By: Ravie Lakshmanan
Colonial Pipeline, which carries 45% of the fuel consumed on the U.S. East Coast, on Saturday said it halted operations due to a ransomware attack, once again demonstrating how infrastructure is vulnerable to cyberattacks.
“On May 7, the Colonial Pipeline Company learned it was the victim of a cybersecurity attack,” the company said in a statement posted on its website. “We have since determined that this incident involves ransomware. In response, we proactively took certain systems offline to contain the threat, which has temporarily halted all pipeline operations, and affected some of our IT systems.”
Colonial Pipeline is the largest refined products pipeline in the U.S., a 5,500 mile (8,851 km) system involved in transporting over 100 million gallons from the Texas city of Houston to New York Harbor.
Cybersecurity firm FireEye’s Mandiant incident response division is said to be assisting with the investigation, according to reports from Bloomberg and The Wall Street Journal, with the attack linked to a ransomware strain called DarkSide.
“We are engaged with Colonial and our interagency partners regarding the situation,” the U.S. Cybersecurity and Infrastructure Security Agency (CISA) said. “This underscores the threat that ransomware poses to organizations regardless of size or sector. We encourage every organization to take action to strengthen their cybersecurity posture to reduce their exposure to these types of threats.”
Darkside ransom noteAn analysis of the ransomware published by Cybereason earlier in April 2021 reveals that DarkSide has a pattern of being used against targets in English-speaking countries, while avoiding entities located in former Soviet Bloc nations.

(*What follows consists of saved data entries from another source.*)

PR #472, opened 2021-04-12
feat: cluster provider by zookeeper

qjpcpu:
add cluster provider of zookeeper


rogeralsing:
Oh, this is super nice! will review in detail

HaileyStorm:
@qjpcpu The zk test seems to hang. I've followed the main readme instructions up to the test point - and actually taken the extra step of using docker-compose on the yml file in etcd so the etcd test doesn't hang - but zk is hanging it. Is there some dependency I need to resolve or process I need to have running in the background?
All tests complete if I run: ``go test `go list ./... | grep -v consul | grep -v zk` | grep -v 'no test files'``
Tests hang after etcd if I run, as shown in the readme: ``go test `go list ./... | grep -v consul` | grep -v 'no test files'``

Thank you!

qjpcpu:
> @qjpcpu The zk test seems to hang. I've followed the main readme instructions up to the test point - and actually taken the extra step of using docker-compose on the yml file in etcd so the etcd test doesn't hang - but zk is hanging it. Is there some dependency I need to resolve or process I need to have running in the background?
> All tests complete if I run: `` go test `go list ./... | grep -v consul | grep -v zk` | grep -v 'no test files' ``
> Tests hang after etcd if I run, as shown in the readme: `` go test `go list ./... | grep -v consul` | grep -v 'no test files' ``
> 
> Thank you!

the zk test wouldn't hang any test because all infra is mocked, looks like your etcd docker doesn't setup correctly, pls check that

qjpcpu:
@HaileyStorm the zk test wouldn't hang any test because all infra is mocked, looks like your etcd docker doesn't setup correctly, pls check that

HaileyStorm:
Ah. I ran the container using `docker-compose up -d`, from the cluster/etcd
directory with the yml file in it, so I didn't even consider that as a
source of the problem honestly. I will investigate. Thank you.

PR #479, opened 2021-05-01
Improve cluster consul provider

chongkai:
The following enhancements are included:
1. Use actor to replace go routines, in order for easier concurrency control, error handling, and scheduling for repeated tasks
2. Use consul's watch API to replace active queries

### DIFF
--- a/cluster/consul/consul_provider.go
+++ b/cluster/consul/consul_provider.go
@@ -14,9 +14,7 @@ import (
 
 var (
 	ProviderShuttingDownError = fmt.Errorf("consul cluster provider is shutting down")
-	// for mocking purposes this function is assigned to a variable
-	blockingUpdateTTLFunc = blockingUpdateTTL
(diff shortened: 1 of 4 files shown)


rogeralsing:
Many thanks!
I will continue to review in more detail 
Great use of Become for the lifecycle of the registrations.

Somewhat skeptical of the `MemberListUpdated` message, from a functionality perspective, it looks like it doesn't add any value over a plain function call from the place where it is sent.

If we add some proper abstractions ontop of this, we could probably use this as the base for all providers going forward.
e.g. switching out the consul API for Kubernetes API in such provider

chongkai:
@rogeralsing , I think using message `MemberListUpdated` could help avoid introducing a synchronous call to the watcher callback, and the actor could become the control center.

And yes, I was also thinking this actor could become a part of the "core" cluster management, and a plugin could be implemented for each provider.

rogeralsing:
Merging this, good job!

PR #487, opened 2021-05-10
Context & Process interface implement add assign statement for compile check

tutumagi:
1. modify readme for latest api.
2. Context & Process interface implement add assign statement for compile check


rogeralsing:
Many thanks for this!

Issue #500, opened 2021-07-30
Proto Grain generator generates code for imported files


rogeralsing:
The Protoc code generator we have for grains, incorrectly generates code for imported files also.
This means that if you have a RPC service definition in a.proto, and import b.proto, which does not have any RPC service definition. there will still be a `b` artifact generated. but with no grains in it.

cupen:
You mean `protoc -I=.  --gograinv2_out=.  ./a.proto`? 
or  `protoc -I=.  --gograinv2_out=.  ./*.proto`?

cupen:
Oh, I see it.

PR #504, opened 2021-08-14
fix: issue #500

Tochemey:
https://github.com/AsynkronIT/protoactor-go/issues/500


rogeralsing:
Can you add some context to this one?
This will kill the entire process, so nothing is generated at all, no?
Or is the generator invoked multiple times by protoc here?

Tochemey:
> Can you add some context to this one?
> This will kill the entire process, so nothing is generated at all, no?
> Or is the generator invoked multiple times by protoc here?

@rogeralsing  Valid point. We only generate the grain file for only the proto files that only have service definitions and ignore the rest.

PR #514, opened 2021-10-04
Cluster broadcast

marcinbudny:
This PR adds ability to broadcast events in a similar way the .NET version does. A new function on MemberList allows to pass event to all members of the cluster, that can be subscribed via EventStream.


cluster/member_list.go
```diff
@@ -212,3 +213,13 @@ func groupMembersByKind(members []*Member) map[string][]*Member {
 	}
 	return groups
 }
+
+func (ml *MemberList) BroadcastEvent(message interface{}) {
```
marcinbudny, line 217: This function does not have the `includeSelf` parameter like the .NET counterpart. I don't think the .NET one is implemented correctly, as it compares the member id with actor system id, with former coming from cluster provider, and latter being a generated guid.

rogeralsing: >member id with actor system id

They are the same, the actor system id is the one registered into the cluster provider

cluster/member_list.go
```diff
@@ -212,3 +213,13 @@ func groupMembersByKind(members []*Member) map[string][]*Member {
...
+	ml.mutex.RLock()
+	defer ml.mutex.RUnlock()
+
+	for _, member := range ml.members {
+		pid := actor.NewPID(member.Address(), "eventstream")
+		ml.cluster.ActorSystem.Root.Send(pid, message)
```
rogeralsing, line 223: 👍🏻

cluster/member_list.go
marcinbudny: Correct, I did not follow this deep enough to see that e.g. Kubernetes provider sets pod label to actor system id.

PR #518, opened 2021-11-15
refactor: make use of the consul server address in the configuration

Tochemey:
This PR address an issue when the consul provider. The current behaviour is such that one will have to pass in as an option the consul server address even if it is set in the configuration before the provider can pick it. That will result in `dial tcp 127.0.0.1:8500: connect: connection refused"`. The only way to solve that is to do something like this:

```go
serverAddr := "consul.contoso.com:8600"
consul.NewWithConfig(&api.Config{Address: serverAddr}, consul.WithConsulServerAddress(serverAddr))
```
With this PR one just have to do this:

```go
serverAddr := "consul.contoso.com:8600"
consul.NewWithConfig(&api.Config{Address: serverAddr})
```

### DIFF
--- a/cluster/consul/consul_provider.go
+++ b/cluster/consul/consul_provider.go
@@ -3,9 +3,10 @@ package consul
 import (
 	"encoding/json"
 	"fmt"
-	"github.com/AsynkronIT/protoactor-go/actor"
 	"sync"
 	"time"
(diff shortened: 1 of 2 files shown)


rogeralsing:
Very nice!

Issue #519, opened 2021-11-18
Unseteable log levels for all the cluster providers 


DamnWidget:
**Bug Description**

Currently is not possible to set the log level for any of the cluster providers as the `plog` variable is not exported and there is no `SetLogLevel` (or similar) exported function to set it up.

**Affected Packages**
* clustrer/automanaged
* cluster/consul
* cluster/etcd
* cluster/zk

DamnWidget:
Closed by merge #520

PR #520, opened 2021-11-18
fix unseteable loggers for cluster providers #519

DamnWidget:
# Abstract

As reported in #519 the log levels for all cluster providers are impossible to set. This PR adds a `log.go` file to all of the aforementioned providers, moves the `plog` variable creation into it and adds an exported `SetLogLevel` function to the packages


rogeralsing:
Very nice!

Issue #452, opened 2021-01-21
Timer error


huwei123:
**Describe the bug**
timer.go Timer error State cannot get the correct value

`
func startTimer(delay, interval time.Duration, fn func()) CancelFunc {
	var t *time.Timer
	var state int32
	t = time.AfterFunc(delay, func() {
		state := atomic.LoadInt32(&state)   // **Notice that the state variable has become internal.**
		for state == stateInit {
			runtime.Gosched()
			state = atomic.LoadInt32(&state)  //**This value is going to stay the same**
		}

		if state == stateDone {
			return
		}

		fn()
		t.Reset(interval)
	})

	atomic.StoreInt32(&state, stateReady)

	return func() {
		if atomic.SwapInt32(&state, stateDone) != stateDone {
			t.Stop()
		}
	}
}
`

PR #521, opened 2021-11-18
fix: fix infinite loop in startTimer

DamnWidget:
# Abstract

As reported in #452, the function passed to `time.AfterFunc` can get stuck into an infinite loop if the `state` variable from the outer scope is ever equal to `stateInit` or in other words, if the body of function passed to `time.AferFunc` is executed before `atomic.StoreInt32(&state, stateReady)` in the outer scope

```go
func startTimer(delay, interval time.Duration, fn func()) CancelFunc {
	var t *time.Timer
	var state int32
	t = time.AfterFunc(delay, func() {
                 // at this point 'state' is bounded to the local scope 
                 // this will "shadow" the outer scope state var
		state := atomic.LoadInt32(&state) 
                 // we are comparing the local scope version here
		for state == stateInit {  
			runtime.Gosched()
                         // state will never be set with the value 
                         // of the outer scope one as it has been shadow
			state = atomic.LoadInt32(&state)  
		}

		if state == stateDone {
			return
		}

		fn()
		t.Reset(interval)
	})

	// ensures t != nil and is required to avoid data race in
	// AfterFunc calling t.Reset
	atomic.StoreInt32(&state, stateReady)

	return func() {
		if atomic.SwapInt32(&state, stateDone) != stateDone {
			t.Stop()
		}
	}
}
```

Although this is difficult to occur it is not impossible that the Go scheduler, schedules the goroutine running the function in the `AfterFunc` earlier than the rest of the outer body, if that happens, the function will be stuck in that loop forever as it will never be able to update the value of the local `state` variable

## PR Content

* This PR simplifies the loop making impossible for the situation to occur
* It also adds an example on how to use the scheduler package to the `_examples` directory

### DIFF
--- a/_examples/scheduler/go.mod
+++ b/_examples/scheduler/go.mod
@@ -1,0 +1,10 @@
+module scheduler
+
+go 1.16
+
+replace github.com/AsynkronIT/protoactor-go => ../..
+
+require (
+	github.com/AsynkronIT/goconsole v0.0.0-20160504192649-bfa12eebf716
+	github.com/AsynkronIT/protoactor-go v0.0.0-00010101000000-000000000000
+)
--- a/_examples/scheduler/main.go
+++ b/_examples/scheduler/main.go
@@ -1,0 +1,73 @@
+package main
+
+import (
+	"log"
+	"math/rand"
+	"sync"
+	"time"
+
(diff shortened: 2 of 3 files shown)


rogeralsing:
👍🏻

The operators behind the ransomware also recently switched to an affiliate program in March, wherein threat actors are recruited to spread the malware by breaching corporate network victims, while the core developers take charge of maintaining the malware and payment infrastructure.
DarkSide, which commenced operations in August 2020, has published stolen data from more than 40 victims to date. It’s not immediately clear how much money the attackers demanded or whether Colonial Pipeline has paid. A separate report from Bloomberg alleged that the cybercriminals behind the attack stole 100GB of data from its network.
Rising Threat of Ransomware
The latest cyber attack comes as a coalition of government and tech firms in the private sector, called the Ransomware Task Force, released a list of 48 recommendations to detect and disrupt the rising ransomware threat, in addition to helping organizations prepare and respond to such attacks more effectively.
Potentially damaging intrusions targeting utilities and critical infrastructure have witnessed a surge in recent years, fueled in part by ransomware attacks that have increasingly jumped on the double extortion bandwagon to not only encrypt the victim’s data, but exfiltrate the data beforehand and threaten to make it public if the ransom demand is not paid.
Based on data gathered by Check Point and shared with The Hacker News, cyberattacks targeting American utilities jumped by 50% on average per week, from 171 at the start of March to 260 towards the end of April. What’s more, over the last nine months, the monthly number of ransomware attacks in the U.S. nearly tripled to 300.
“Furthermore, in recent weeks an average of 1 in every 88 Utilities organization in the U.S. suffered from an attempted Ransomware attack, up by 34% compared to the average from the beginning of 2021,” the American-Israeli cybersecurity firm said.
In February 2020, CISA issued an alert warning of increasing ransomware infections impacting pipeline operations following an attack that hit an unnamed natural gas compression facility in the country, causing the company to shut down its pipeline asset for about two days.
Securing pipeline infrastructure has been an area of focus for the Department of Homeland Security, which in 2018 assigned CISA to oversee what’s called the Pipeline Cybersecurity Initiative (PCI) that aims to identify and address emerging threats and implement security measures to protect more than 2.7 million miles of pipelines responsible for transporting oil and natural gas in the U.S.
The agency’s National Risk Management Center (NRMC) has also published a Pipeline Cybersecurity Resources Library in February 2021 to “provide pipeline facilities, companies, and stakeholders with a set of free, voluntary resources to strengthen their cybersecurity posture.”